Satın Alınması Mümkün Olmayan Bir Sermaye ZAMANIN KIYMETİ

Hadi ÖNAL

hadional@mynet.com

Her sabah; «Merhaba!» deriz yeni bir güne. Uyku mahmurluğunu terk edince gözlerimiz, yeni bir gün daha başlamış demektir. Yeni bir 24 saat; yeni bir 1.440 dakika ya da 86.400 saniye. Kısaca zamanın omuzlayıp da bir daha geri getirmemek üzere bizden uzaklaştırdığı hayatımızın bir yeni dilimi…

Zaman; başka güne aktaramayacağımız, o günün sonuna kadar kullanmak zorunda olduğumuz bir sermayedir. Evet, evet bir sermaye… Sağlıklıysak, vücudumuzda bir ağrımız, bir sızımız yoksa hele de başkaları tarafından ipotek altına alınmamışsa özgürlüğümüz. Ne parayla ne altınla ne inciyle ne mücevherle alınması mümkün olmayan bir sermayedir zaman. Bu; kıymeti ölçülemeyen, tek saniyesinin dahî büyük önemi olan sermayeyi çok ama çok iyi değerlendirmek gerekir. Onu, kalıcı hâle dönüştürmek; kıymetlendirmek, bezemek, süslemek gerekir.

Başlayan her yeni günün payımıza düşen her ânını değerlendirmek ya da harcamak elimizdedir. İstersek; sırtımızı ışığa döner, yorganı başımıza çeker, bir bölümünü yine uyku boyutunda harcarız zamanın. İstersek, fırlayıp kalkarız yerimizden; o gün yapacağımız işleri nasıl değerlendirsem kalıcı kılarım diye kafa yorar, plân yapar sonra da gerçekleştirmek için düşüncelerimizi, bir gayretle sarılırız ipine zamanın. Durdurmak elimizde değildir zamanı; ancak onu değerlendirerek geleceğe taşımak elimizdedir. Atalarımız boşuna; «Vakit nakittir.» dememişler ya!

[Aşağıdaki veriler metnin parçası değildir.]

PR #851, opened 2024-08-16
Remove zsync from template

Samueru-sama:
The next step is adding a check to use appimageupdatetool with a fallback to the AM-updater.

I did not remove the `rm -R -f ./*zs-old ./*.part` because those files can remain if the zsync update fails half way and then the AM-updater would have to remove them.


ivan-hc:
remember to keep the spaces at same level ar before, since the function for github apps in -t is the same for Appimages and other apps

PR #862, opened 2024-08-21
refactor sandboxes.am, allow passing multiple args

Samueru-sama:
I did basic testing and it works.

I only need to make sure that the options that allow access to certain directories work, which I will do later.


Samueru-sama:
All that's left is making sure that it works with AM as I only tested it with AppMan

Issue #903, opened 2024-08-30
move bash_completion file to $XDG_CONFIG_HOME"/bash-completion


prodigalshadow:
Hi, first of all, thank you for your hard work! As the title says, would it be possible to move the bash_completion file to $XDG_CONFIG_HOME"/bash-completion/bash_completion to make it compliant with XDG Base Directory Specification? Thanks!

ivan-hc:
Hi, my cooperator had issues while trying to use it via ZSH, this is why we left it in $HOME. Anyway I also want to find a way not to add dotfiles in the $HOME like this.

ivan-hc:
I just tried to replace
```
# BASH AND ZSH COMPLETION
completion_file="${ZDOTDIR:-$HOME}"/.bash_completion
```
with
```
# BASH AND ZSH COMPLETION
mkdir -p "${ZDOTDIR:-$XDG_CONFIG_HOME}/bash-completion"
completion_file="${ZDOTDIR:-$XDG_CONFIG_HOME}/bash-completion/bash_completion"
```
but completion does not work for me (I use BASH)

ivan-hc:
Also using ~/.local/share does not work
```
mkdir -p "$DATADIR/bash-completion"
completion_file="${ZDOTDIR:-$DATADIR}/bash-completion/completions"
```

ivan-hc:
I'm testing with both file names bash_completion and completions (as specified ad https://github.com/scop/bash-completion )

ivan-hc:
@prodigalshadow it seems that the right location is ~/.local/share, not ~/.config

and I also was wrong, "completions" is a directory, not a file

I just tested this in both ~/.config and ~/.local/share, this is the working one
```
mkdir -p "$DATADIR/bash-completion/completions"
completion_file="${ZDOTDIR:-$DATADIR}/bash-completion/completions/am"
```

the file may be named "am", for both AM and AppMan

ivan-hc:
I moved the change to the "dev" branch, its enough to run `am --devmode-enable && am -s` to test it, same for "AppMan".

I need to test this in ZSH

ivan-hc:
I've done a test right now with both ~/.bash_completion and the new file, for the first one i changed "list" with a random text file and then closed/reopened the terminal: it has priority over the new file.

Since it still redirects to "list" its OK, but what if someone has still a previous version of AppMan?

ivan-hc:
[...]

PR #905, opened 2024-08-30
Move completions file to ~/.local/share/bash-completion/completions

ivan-hc:
Fix https://github.com/ivan-hc/AM/issues/903

Change completion file name and path, from `~/.bash_completion` to `~/.local/share/bash-completion/completions/am`

### DIFF
--- a/APP-MANAGER
+++ b/APP-MANAGER
@@ -303,7 +303,8 @@ function _completion_lists() {
 }
 
 # BASH AND ZSH COMPLETION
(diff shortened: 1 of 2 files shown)


Samueru-sama:
every time I run appman I get this error: 

```
/home/samuel/Local/bin/appman: line 310: /home/samuel/Local/config/zsh/bash-completion/completions/am: No such file or directory
Shell completion has been enabled!
```

And my zshrc gets patched every time as well.

PR #906, opened 2024-08-31
Added install script for pcsx-redux

marco-calautti:
This pull request attempts to add an install script for the pcsx-redux emulator.

It looked simple enough that I decided to give it a shot :).

This pull request is associated with the pull request here: https://github.com/Portable-Linux-Apps/Portable-Linux-Apps.github.io/pull/17

Let me know in case I missed something.

~~P.S. I tried testing to uninstall the app, and appman says that the app has not been removed. I am not sure whether this has to do with the fact that I used my script not included in the db, or whether there is an error in how I prepared the script. However, running the "remove" script manually works as expected.~~
Nevermind, I was not indicating Y as an answer to the request of deleting the app. However, usually when the answer in parentheses is specified in uppercase, like Y, it means it will be the default. It does not seem to be the case here.

### DIFF
--- a/programs/x86_64-apps
+++ b/programs/x86_64-apps
@@ -1415,6 +1415,7 @@
 ◆ pb-for-desktop : Pushbullet Desktop app.
 ◆ pboy : A small .pdf management tool with a command-line UI.
 ◆ pcloud : Europe's most secure cloud storage trusted by 20 million people.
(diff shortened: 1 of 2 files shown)


ivan-hc:
I did a little "redux" (reduction) on your script, to save space and quickly review the affected line in case of problems

Issue #922, opened 2024-09-04
Change the way icons are handled to automatically follow icon theme.


LostWarriorr:
in the .desktop file of applications downloaded the Icon path points directly to the downloaded Icon as follows:
`Icon=/home/$USER/Applications/libreoffice/icons/libreoffice-base`

However if  the icons downloaded were instead put into `/home/$USER/.local/share/icons` we would be able to point to the icon directly:
`Icon=libreoffice-base`

Then the system will automatically theme it according to the selected icon theme if applicable. If it is unable to find a theme it will automatically default to the one downloaded by AppMan that are placed into `/home/$USER/.local/share/icons` 

However in XFCE I believe a `/home/$USER/.xsessionrc` file with the following contents is needed for this to work:

`case "$PATH" in`
`   *$HOME/.local/share/icons/) ;;`
`   *) PATH=$HOME/.local/share/icons/:"$PATH"`
`esac`
`export PATH`

I'm not sure what other DEs need that file but I know KDE doesn't.

ivan-hc:
what if I write an option to remove the path from the launcher instead?

ivan-hc:
for example
```
appman icon-theme $APP
```
to remove the path for one or more apps, or
```
appman icon-theme --all
```
to remove the path for all installed apps?

ivan-hc:
if you want to test it for a preview, enable support to developer mode and update
```
appman --devmode-enable
appman -s
```
to exit developer mode, use
```
appman --devmode-disable
```

@Samueru-sama @LostWarriorr  this is what I changed https://github.com/ivan-hc/AM/commit/50c52e6b735b0f963f176d0fb0458800103f1cde

if it is OK, I'll add also an help message to the option -h and on the README.

Of course, `icon-theme` is a temporary name, I can change it if you want.

ivan-hc:
I have tested this with
```
appman -i lxtask anydesk chromium gimp
```
and "gimp" is the only one I have installed also as system package via APT.

I performed tests on one app first, then on two, and finally using the --all flag, and since GIMP is already installed system wide, the AppImage uses the same icon because listed among themes.

ivan-hc:
PS: run `appman -s` two times, I just fixed a bug that prevented me to download modules from the "dev" branch https://github.com/ivan-hc/AM/commit/e65659cb4f8370efed27184856c8c2197fcfd3df

LostWarriorr:
[...]

PR #924, opened 2024-09-04
"AM" 8.2: added an option to remove icon path and allow the use of custom icon themes

ivan-hc:
All it does is use "`sed`" to remove the "$APPSPATH"/"$arg"/icons path from the launcher, at the "Icon=" entry in the .desktop file.

It is intended to be used both for single/multiple applications (adding the name/names) and for all of them at once.

Syntax (temporary):
```
am icon-theme $APP
am icon-theme --all
```
or
```
appman icon-theme $APP
appman icon-theme --all
```

"AM" requires a password, while "AppMan" always works without special permissions (as always).

To reverse this option, you need to remove/reinstall the app, or add the path manually to the .desktop file.

Fix https://github.com/ivan-hc/AM/issues/922

### DIFF
--- a/APP-MANAGER
+++ b/APP-MANAGER
@@ -1,6 +1,6 @@
 #!/usr/bin/env bash
 
-AMVERSION="8.1.1-2"
+AMVERSION="8.2-beta1"
 
 # Determine main repository and branch
 AMREPO="https://raw.githubusercontent.com/ivan-hc/AM/main"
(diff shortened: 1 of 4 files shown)


ivan-hc:
Now option will be `icons` or `--icons`

rauldipeas:
This option is not working as expected on Debian stable.
image

ivan-hc:
@rauldipeas just opened an issue for this comment

PR #980, opened 2024-10-02
add puddletag appimage

Samueru-sama:
[puddletag.md](https://github.com/user-attachments/files/17220364/puddletag.md)

Btw Ivan Ryujinx got taken down, so the package likely has to be removed from AM (not the appimage though)


ivan-hc:
I have renamed the script for the appimage and now is the main one, also if unofficial... and also the page on the catalogue. Thanks.

PR #994, opened 2024-10-10
Update zen-browser to latest stable release

Samueru-sama:
The Twilight builds are new and very alpha (the stable releases themselves are alpha).


ivan-hc:
so we need to add also the other builds, as we do with brave

Issue #988, opened 2024-10-06
AppImageLauncher and "AM" (or CLI management of AppImages in general) cannot coexist!


ivan-hc:
More and more users are reporting problems like this:

- from https://github.com/ivan-hc/AM/issues/984#issuecomment-2395198607

![373908070-c72a976b-108a-414f-bf74-a951168a3f28 png](https://github.com/user-attachments/assets/47d1d405-4aeb-497a-972b-1ce751ee0b4b)

- https://github.com/ivan-hc/AM/issues/955
- issues where happened also here https://github.com/ivan-hc/AM/issues/293
- https://github.com/ivan-hc/AM/issues/107
- https://github.com/ivan-hc/Database-of-pkg2appimaged-packages/issues/6
- here also happened something related https://github.com/ivan-hc/GIMP-appimage/issues/26

Even on Reddit they contact me privately or via message to report the problem.

Anyway, it seems that installing "appimagelauncher" causes problems with AppImages running via the command line, both with "AM" and normally.

I don't know if this is a problem with the AUR installation, on Arch Linux... or with the AppImage of AppImageLauncher itself. I don't have a complete picture of why these problems happen.

But one thing is for sure:

### to fix the problem, simply remove "appimagelauncher", reboot and try again.

And magically the problem disappears!

This is what I always have to suggest to users, and it seems unfair and competitive for me to say it. I don't want it to be that way.

Help me find the exact problem, I need to add something in "AM" (and maybe also in my AppImages and Archimage) to prevent these errors from happening again.

I can't keep suggesting people to remove "appimagelauncher" and reboot. Those who don't know, will always blame "AM" for being a bad program!

Who can help me investigate?

ivan-hc:
Steps to perform:
- compare the behavior of AppImageLauncher if installed via "AM", via AUR and via AppImage download
- reboot
- install programs in AppImage format from "AM" or "AppMan", or even just launch them from the command line
- debug to find the exact problem (system daemons, libraries loaded in background...)
- report the problems encountered here, in this issue

It is the only way to analyze the problem and propose essential points to work on together, in order to solve this problem once and for all.

Thanks for the collaboration.

ivan-hc:
I can't count on a direct intervention from the AppImageLauncher developers, since they haven't updated the stable version since 2020 and the development version since 2022 (the latter is the one available in AUR)... and yet, their program is still the most suggested on the web: **The problem is now intrinsic**! It's too late to update and fix it quickly and in place!

[...]

PR #995, opened 2024-10-11
Add a blacklist for files that may cause issues to "AM"/"AppMan"

ivan-hc:
fix https://github.com/ivan-hc/AM/issues/988

The cataloging of programs, daemons, libraries and services that could compromise the functioning of "AM" begins.

It often happens that some AppImage package manager in the form of a service or system daemon, takes control of such packages, preventing other managers, such as "AM", from being able to manage them as well.

For example, it could prevent the extraction of the package (to obtain the launcher and the icon), the cataloging of installed apps based on the format, even the updating of them. All this can appear in the form of error messages like this:
```
❯ appman install evince baobab-gtk3
============================================================================

                  START OF ALL INSTALLATION PROCESSES

============================================================================

 ◆ "EVINCE": starting installation script

Document-Viewer_46.3.1-2- 100%[===================================>]  55.69M  6.23MB/s    in 9.1s    
This doesn't look like a squashfs image.
Failed to open squashfs image
This doesn't look like a squashfs image.
Failed to open squashfs image
sed: can't read ./evince.desktop: No such file or directory
mv: cannot stat './evince.desktop': No such file or directory

 "EVINCE" INSTALLED (56 MB OF DISK SPACE)
____________________________________________________________________________

 ◆ "BAOBAB-GTK3": starting installation script

Disk_Usage_Analyzer-3.38. 100%[===================================>]   3.74M  3.83MB/s    in 1.0s    
This doesn't look like a squashfs image.
Failed to open squashfs image
This doesn't look like a squashfs image.
Failed to open squashfs image
sed: can't read ./baobab-gtk3.desktop: No such file or directory
mv: cannot stat './baobab-gtk3.desktop': No such file or directory

 "BAOBAB-GTK3" INSTALLED (4 MB OF DISK SPACE)
____________________________________________________________________________
============================================================================
```
and the user who doesn't know where the problem is, will blame the new AppImage manager for this failure.

We don't want this to happen again!

------------------------------

# 1. appimaged
The first blacklisted file is the program and system daemon "**appimaged**", guilty of recognizing all AppImage files in the system to integrate them, causing the addition of more entries in the application menu (sometimes broken and not well patched), and managing updates differently from the one supported by "AM", compromising its scheme.

From now on, its presence will be reported, preventing the use of "AM" and explaining the reason via message.

Istantanea_2024-10-11_02-13-03 png

### DIFF
--- a/APP-MANAGER
+++ b/APP-MANAGER
@@ -221,6 +221,22 @@ function _online_check() {
 	fi
 }
 
+# BLACKLIST FILES
+function _blacklisted_file() {
+	echo ""
+	echo -e " ${RED}💀WARNING! Detected \"$blacklisted_file\"\033[0m"
+	echo ""
+	echo "It will prevent \"$AMCLIUPPER\" from working correctly with AppImages, especially when extracting, integrating and updating them." | fold -sw 77 | sed 's/^/ /g'
+	echo ""
+	echo " Please remove \"$blacklisted_file\", reboot and retry!"
+	echo ""
+	exit 0
+}
+
+if command -v appimaged &>/dev/null; then
+	blacklisted_file=$(command -v appimaged) _blacklisted_file
+fi
+
 ################################################################################
 #				3RD PARTY
 ################################################################################
--- a/APP-MANAGER
+++ b/APP-MANAGER
@@ -222,19 +222,31 @@ function _online_check() {
 }
 
 # BLACKLIST FILES
+appimagelauncher_msg="Your installation of AppImageLauncher may have been done via DEB, RPM, or AUR, which interrupts the \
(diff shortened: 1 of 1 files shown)


ivan-hc:
## 2. appimagelauncherd

The reference is the system daemon "appimagelauncherd", common in all known packages (DEB, RPM and PKGBUILD) and a sign of a system-wide installation of AppImageLauncher. The damage caused by such an installation is bad for all alternative AppImage package helpers, not just for "AM"/"AppMan".

It is still suggested to use AppImageLauncher as a standalone AppImage package, also available in the database of available applications.

It is the only way to make AppImageLaucher coexist with other AppImage package managers without them conflicting, and without necessarily having to use root privileges to solve compatibility problems.

ivan-hc:
Istantanea_2024-10-11_04-27-56 png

Bir kuş olup uçan; bir su gibi yazın güneşinde buharlaşıp uzaklaşan; yeniden birlikte yaşanması mümkün olamayacak bu sevgili ile geçireceğimiz her saniyenin önemini bilmeli ve ona göre davranmalıyız.

Peki, nasıl değerlendirebiliriz zamanı?

Öncelikle kendi payımıza düşen kısmını kontrol altına alarak. Kendi payımıza düşeni diyorum; zira zamanın bütününe hükmedebilme tasarrufuna sahip değiliz.

Meşhur hikâyedir, kavanoz ile çakıl taşlarının hikâyesi:

Hani adama kaya parçaları vermişler, çakıl taşları vermişler, kum vermişler, su vermişler; bir de kavanoz tutuşturmuşlar eline sonra da dönüp:

“Haydi bütün bunları yerleştir!” demişler bu kavanozun içerisine. Ne yapabilir bu durumda adam? Kavanozu su ile doldursa, içine başka bir şey konmaz; konsa taşar. Kavanozu kum ile doldursa çakıl taşlarına yer kalmaz. Çakıl taşlarına öncelik tanısa bu sefer de kaya parçalarına kavanozda yer bulamaz. Eh ne yapması gerek bu durumda? Elbette ki önce büyük kaya parçalarından işe başlaması gerekir. Önce kaya parçaları yerleştirir kavanoza, kalan boşluklara çakıl taşları yerleştirir; çakıl taşları arasında kalan boşluklara da kumları döker. Kum tanecikleri arasında kalan boşlukları da su ile doldurarak işlemi tamamlar.

İşte; «Merhaba!» dediğimiz her günü, elimize tutuşturulan içerisi boş bir kavanoz gibi görmeli; «Onu nasıl en iyi bir biçimde doldurabilirim?» diye düşünerek işe koyulmalıyız. Günün bitiminde dönüp de; «Ah keşke…» dememek için kavanozumuza neleri, hangi önceliklerle, nasıl yerleştireceğimizi iyi hesaplamalıyız. Bu ince hesabın içerisinde geleceğimizin en büyük yatırımı olacak iyiliklere, güzelliklere, şükre ve tefekküre de mutlaka yer ayırmalıyız.

Bize her gün bahşedilen 86.400 saniyelik krediyi en verimli ve en faydalı bir biçimde değerlendirmeliyiz. Öyle ki gün bitip de ömür rafında dizilen diğer kavanozlarımızın yanına koyduğumuz bu yeni kavanozumuz da ileride bize sermaye olsun.